PR #5270, opened 2023-06-13
[Client] Add alert if idle time to resume computing is greater than idle time to suspend computing

### LINKED ISSUE #4939: "In Use" and "Not In Use" suspension preferences could prevent computing indefinitely

Vulpine05:
Partially fixes #4939 

**Description of the Change**
When global preferences are read in the client, a check is in place to see if the idle time to resume computing is greater than the idle time to suspend computing, but only if CPU or GPU computing is to be suspended when the computer is in use.  If this condition is true, CPU or GPU computing could be suspended indefinitely regardless of the activity of the computer.  This check will send an alert to the user to make them aware.

**Alternate Designs**
Previous ideas were discussed in #4960, but this was favored since it did not modify preferences.  Thank you to @AenBleidd and @davidpanderson for the feedback!

**Release Notes**
[Client] Alert added if idle time to resume computing exceeds idle time to suspend computing.

### DIFF
--- a/client/cs_prefs.cpp
+++ b/client/cs_prefs.cpp
@@ -675,7 +675,7 @@ void CLIENT_STATE::print_global_prefs() {
     //
     msg_printf(NULL, MSG_INFO, "-  When computer is in use");
     msg_printf(NULL, MSG_INFO,
-        "-     'In use' means mouse/keyboard input in last %.1f minutes",
+        "-     'In use' means mouse/keyboard input in last %.2f minutes",
         global_prefs.idle_time_to_run
     );
     if (!global_prefs.run_if_user_active) {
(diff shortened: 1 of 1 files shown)


Vulpine05:
Apologizes, I meant to include screen captures of what the alert looks like.  Screen captures are in 1920x1080.  I'm open to suggestions to making the alert shorter and still informative.

Under Notices:
image

In the Event Log:
image

davidpanderson:
I'd shorten it to:

Preference settings don't allow computing (9.00 > 8.00).  Please review.

The numbers tell the user which prefs we're talking about.

Vulpine05:
Great suggestion, thank you!  See revised:
image

image

I also noticed I missed in my logic that suspend if no recent input had to be enabled, too.  That is fixed in the latest commit.

Hmm... @davidpanderson, I see in the event log that the two times have different significant digits, %.1f and %f, respectively.  I used %.2f for the alert.  Do you think we should have these match?

davidpanderson:
It might be good to use %.2f for minutes, everywhere.

Vulpine05:
> It might be good to use %.2f for minutes, everywhere.

Fixed.

PR #5278, opened 2023-06-21
Rpm repo workflow

parvit:
Fixes https://github.com/TheSCInitiative/bounties/issues/1, please review and send feedback.

## Description of the Change
The change implements a new workflow that allows to generate and manage an RPM repo.

## Versions
Support is implemented currently for:
* Fedora 38, 37
* OpenSuse Leap 15.5, 15.4

More versions or distros rpm-based can be included as necessary.

## Channels
Two channels will be available: 
* alpha
* stable

Both are uploaded to the https://boinc.berkeley.edu/dl/linux url, which can however be changed in the
workflow environment BASEREPO.

To add stable and alpha channel download the repository definition file, eg.:
> https://boinc.berkeley.edu/dl/linux/stable/fc38/boinc-stable-fc38.repo

And install it in the dnf/yum/zypper folder for repositories.

## Supported operations
Two operations are implemented:
* Repository update with new package
  * Done at the same time for *all* the distro versions
  * Will fail if the same package is present with same version in specified channel

* Repository update with package remove
  * Done at the same time for *all* the distro versions
  * Will fail if the same package is not present with indicated version in specified channel
  * Will fail if the repo cannot be mirrored

The managing of the repo is done by:
1.  mirroring the published repo
2.  updating it with new package / remove indicated package
  * Both operations keep the old versions of the packages previously published (if not explicitly removed)
4.  upload of the new repo state

If for some reason any step fails, the published repo remains untouched, unless the _allow_repo_create_ workflow parameter is true, in that case the repo is recreated losing
the previous state.

## Signing key
In addition the public key under https://boinc.berkeley.edu/dl/linux/<channel>/<version>/boinc.gpg (name can be changed in workflow environment PUBKEY) must be imported for the repo commands to work correctly.

The sign keys are provided via github secret and are _always_ removed on workflow finish.

## Secrets
Three Github secrets are necessary for correct operation:
* **secrets.REPO_KEY**: GPG Public key to be used to sign the packages and repo, must be exported in armor format
* **secrets.REPO_PRIV_KEY**: GPG Private key to be used to sign the packages and repo, must be exported in armor format
* **secrets.BOINC_AUTH**: Strong authenticator key for the service account that uploads to the boinc server

## Integration
Currently the workflow only has manual triggering implemented, but can be integrated into the linux.yml flow if deemed necessary.

## Testing
For convenience, under the `rpmrepo` dir, two `Dockerfile` have been prepared to execute the steps necessary to install the repo and a package, example execution:

`docker build -t fc38-boinc --build-arg PACKAGE=boinc-linux-client --build-arg VERSION=1.0.0-1 -f ./Dockerfile.fedora .`

Please refer to the Dockerfile for additional parameters available.

## Release Notes
Workflow for RPM repository management


parvit:
To be resubmitted as some changes entered that do not belong.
--*--
* **WHAT THIS TASK INVOLVES**: Lines in the records above that carry the word "review" are to be located and copied.

* **EXPECTED ANSWER**:
Preference settings don't allow computing (9.00 > 8.00).  Please review.
Fixes https://github.com/TheSCInitiative/bounties/issues/1, please review and send feedback.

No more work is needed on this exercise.